Como
niños malcriados -y tiránicos- que se revuelven descarados contra un prudente
castigo por una noche de farra que ha acabado en comisaría por embriaguez,
ingestión, quién sabe si tráfico, de sustancias tóxicas y exceso de velocidad, nuestros
políticos han adoptado, cínicos y viciados, esta muletilla cada vez que se
condena con piedad alguna de sus piadosas
irregularidades. En ella queda reflejado deslumbrante el matonismo de su
idiosincrasia filistea. Entre el abucheo alborotador y gamberro de la banda
adversaria, que, en el fondo, lo jalea, quien pronuncia esta frase da a
entender, con tono perdonavidas, que podría desobedecer, ya que “hecha la ley,
hecha la trampa”. Lo que hoy es, tal vez mañana no deba serlo, o al revés.

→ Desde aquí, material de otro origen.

PR #2289, opened 2020-03-19
Parallel e2e tests: Only start one instance of Parity, Bitcoind and one lnd per actor

thomaseizinger:
By utilizing file-locks on directories, we can ensure that any number
of parallel test suites only ever get to run one instance of
the ledger. The remaining test suites will take the config and
pass that to the tests.

We store the PID of each ledger in a file inside the lock directory,
this also includes a sub-process that we spawn for the Bitcoin miner.
This is important, because same as with the other nodes, this process
must keep going until the last test executed.

To cleanup our environment, we kill all processes with PIDs that we
find in those PID files before and after we execute the tests, just
in case if we for some reason did not exit cleanly and failed to
cleanup after ourselves.

## What works:

- Interrupting the test suite with CTRL+C cleans the enviornment
- Running tests in parallel
- Running an individual test
- Nodes shut down after a successful run

## What doesn't work

- A failing test will not clean up the environment

PR #2307, opened 2020-03-24
Download blockchain nodes in TS instead of with shell scripts 

thomaseizinger:
This is a follow-up PR after https://github.com/comit-network/comit-rs/pull/2289 and should only be reviewed either after that one merged or starting from commit https://github.com/comit-network/comit-rs/commit/c4631e8fe193f7c011498c18195bcbc9a10b0880.

This PR removes the `blockchain_nodes` directory from the repository (it setting there has been bugging me for a while).

We now download the necessary version of the blockchain nodes automatically when trying to start an instance of it. See the commit message for more details.
Apart from it being a better design, this has the main advantage that we don't need to tell everyone to reset their blockchain_nodes folder when we update the version of a node for the e2e tests.


api_tests/src/ledgers/bitcoind_instance.ts
```diff
@@ -100,14 +93,54 @@ export class BitcoindInstance implements BitcoinInstance {
...
+        return binary;
+    }
 
-        this.process.kill("SIGINT");
+    private static downloadUrl() {
+        switch (platform()) {
+            case "darwin":
+                return "https://bitcoincore.org/bin/bitcoin-core-0.17.0/bitcoin-0.17.0-osx64.tar.gz";
+            case "linux":
+                return "https://bitcoincore.org/bin/bitcoin-core-0.17.0/bitcoin-0.17.0-x86_64-linux-gnu.tar.gz";
```
da-kami: ❓  So whenever we want to update to the newest version we have to check what the current version number is and change both links accordingly? Is that by design?

da-kami: An update would mean changing it in code I suppose. Once merged everybody would have the update. Correct me if I'm wrong.

thomaseizinger: This is already the case if you look at the shell scripts that currently download the blockchain nodes.

thomaseizinger: In fact, the whole point of this is (if you read the commit messages) that we can now in fact smoothly update these versions instead of everyone having to delete the nodes from the directory to actually trigger the re-download of the newer version.

With these scripts, they are now stored in a folder inside `node_modules` that contains the version number as-well and the nodes are reliably downloaded if we want a different version.

thomaseizinger: Read the commit messages, they explain it it detail :)

thomaseizinger: Do you see an alternative way of doing this that gives us stable builds?

thomaseizinger: Do you see an alternative way of doing this that gives us stable builds?

api_tests/src/ledgers/bitcoind_instance.ts
```diff
@@ -100,14 +93,54 @@ export class BitcoindInstance implements BitcoinInstance {
...
+
+            return envOverride;
+        }
+
+        const cacheDir = findCacheDir({
+            name: "bitcoin-core-0.17.0",
+            create: true,
+            thunk: true,
+        });
+        const binary = cacheDir("bitcoin-0.17.0", "bin", "bitcoind");
```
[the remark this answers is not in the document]
thomaseizinger: This is unfortunately an artifact of the directory structure inside the archive we are downloading.

The archive is named `bitcoin-core-0.17.0` which results in an equally named directory once extracted.
This directory then contains another directory `bitcoin-0.17.0` which contains a directory `bin` which finally contains the binary `bitcoind`.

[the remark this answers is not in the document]
thomaseizinger: Yes I can introduce variables to make this clearer :)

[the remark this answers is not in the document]
thomaseizinger: Done!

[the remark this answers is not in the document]
bonomat: Got it, thanks :)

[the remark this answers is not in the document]
bonomat: awesome, thanks.

PR #2314, opened 2020-03-25
Simplify states and traits

thomaseizinger:
Some things I came across while we are hacking on the LN implementation :)


thomaseizinger:
> I think the idea was to keep this generic, so we can reuse it for other things than `LedgerStates`. Happy to make it specific for now, if it is only used for `LedgerStates`.
> 
> @luckysori

If we want to make it generic, then the inner thing should be generic and reused (for example in `SwapCommunicationStates`)

Issue #2297, opened 2020-03-23
[Lightning Squad][24Mar-7Apr] Rush 1


D4nte:
### Goal

Have one working e2e test happy path:
- Alpha: Ether
- Beta: Bitcoin lightning

Should work as per [specs](https://github.com/comit-network/spikes/blob/master/0022-lnd-plan-of-attack.adoc).

Use of `unimplemented!()` are authorised.

### Out of scope

- Other combinations
- Refund
- SDK
- DB

Issue #1954, opened 2020-01-29
Add a model-skeleton for the HALight protocol


thomaseizinger:
## Problem

In order to execute Lightning swaps, our software needs to model the protocol that is described in the according spike: https://github.com/comit-network/spikes/blob/lnd-plan-of-attack/0022-lnd-plan-of-attack.adoc

## Goal

Define a skeleton around the core concepts of the protocol:

- Ledger states
- Events
- `Lightning` ledger

## Recommendation

Inspire yourself from the existing protocols: `HAN` and `HErc20`.
This is only about implementing a _skeleton_, hence having `unimplemented!()` in several places is totally fine!

Implementing the event traits (analogous to `HtlcDeployed` for HErc20 for example) of HALight, will uncover, what the API of a future LN connector is.
It is within the scope of this ticket to define a stubbed `LndConnector` that already has the API needed for our event traits.

D4nte:
Done as part of #2297.

PR #2315, opened 2020-03-25
Add a walking skeleton for the halight-based swaps

thomaseizinger:
This is just for people to follow along of what the mob is doing :)

Things to do before this is merged:

## Pull out

- [ ] Pull out tracing improvements of the Ethereum module  (#2379)
- [ ] Pull out extension of cnd's config file with lnd values (TS) (#2382)
- [ ] Pull out cnd's configuration handling (default lnd path) (#2378)
- [ ] Pull out changes to announce protocol (#2383)

## Before merge

- [x] Don't use `Actions` trait for han-halight but create one trait per action, i.e. `FundAction` with a fn `fund_action(&self) -> Option<Self::Output>` @thomaseizinger 
- [ ] Implement Swap Digest properly @D4nte 
- [x] Refactor `halight::create_watcher` to return a Stream instead (i.e. remove the dependency on `InvoiceStates` from this fn)

## Related issues

Resolves https://github.com/comit-network/comit-rs/issues/1954.
Resolves https://github.com/comit-network/comit-rs/issues/2297.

Con carácter
retroactivo, por descontado. Puesto que no hay más ley que la positiva, pues la
naturaleza no tiene ningún derecho en nuestra sociedad, es lógico que hasta la
aplicación mecánica de cualquier norma pueda ser discutida. Que funcione
correctamente no significa, en sentido estricto, nada. Esta es la base del diálogo agotador de nuestra paródica
democracia: no acepto más legitimidad que la que me dé, de momento, la gana. De
la (i)legalidad ya nos pondremos de acuerdo en beneficio mutuo.